- _TASK PROMPT_: Look below for lines that hold the string "seekBytes" and copy each one.

- _LISTED RECORDS_:
PR #3235, opened 2022-01-11
issue/2028-support_parity_listStorageKeys

primalcs:
basic implementation of [Issue-2028](https://github.com/ledgerwatch/erigon/issues/2028)

### DIFF
--- a/cmd/rpcdaemon/commands/parity_api.go
+++ b/cmd/rpcdaemon/commands/parity_api.go
@@ -3,8 +3,8 @@ package commands
 import (
 	"bytes"
 	"context"
+	"encoding/binary"
 	"fmt"
-	"strconv"
 
 	"github.com/ledgerwatch/erigon-lib/kv"
 	"github.com/ledgerwatch/erigon/common"
@@ -35,9 +35,9 @@ func NewParityAPIImpl(db kv.RoDB) *ParityAPIImpl {
 
 // ListStorageKeys implements parity_listStorageKeys. Returns all storage keys of the given address
 func (api *ParityAPIImpl) ListStorageKeys(ctx context.Context, account common.Address, quantity int, offset *hexutil.Bytes) ([]hexutil.Bytes, error) {
-	tx, txErr := api.db.BeginRo(ctx)
-	if txErr != nil {
-		return nil, fmt.Errorf("listStorageKeys cannot open tx: %w", txErr)
+	tx, err := api.db.BeginRo(ctx)
+	if err != nil {
+		return nil, fmt.Errorf("listStorageKeys cannot open tx: %w", err)
 	}
 	defer tx.Rollback()
 	a, err := state.NewPlainStateReader(tx).ReadAccountData(account)
@@ -46,7 +46,10 @@ func (api *ParityAPIImpl) ListStorageKeys(ctx context.Context, account common.Ad
 	} else if a == nil {
 		return nil, fmt.Errorf("acc not found")
 	}
-	seekBytes := strconv.AppendUint(account.Bytes(), a.Incarnation, 16)
+
+	b := make([]byte, 8)
+	binary.BigEndian.PutUint64(b, a.GetIncarnation())
+	seekBytes := append(account.Bytes(), b...)
 
 	c, err := tx.CursorDupSort(kv.PlainState)
 	if err != nil {
@@ -57,15 +60,16 @@ func (api *ParityAPIImpl) ListStorageKeys(ctx context.Context, account common.Ad
 	var k []byte
 
 	if offset != nil {
-		k, err = c.SeekBothRange(seekBytes, *offset)
+		s := append(seekBytes, *offset...)
+		k, _, err = c.Seek(s)
 	} else {
 		k, _, err = c.Seek(seekBytes)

- _RESPONSE TO THE EXERCISE_:
-	seekBytes := strconv.AppendUint(account.Bytes(), a.Incarnation, 16)
+	seekBytes := append(account.Bytes(), b...)
-		k, err = c.SeekBothRange(seekBytes, *offset)
+		s := append(seekBytes, *offset...)
 		k, _, err = c.Seek(seekBytes)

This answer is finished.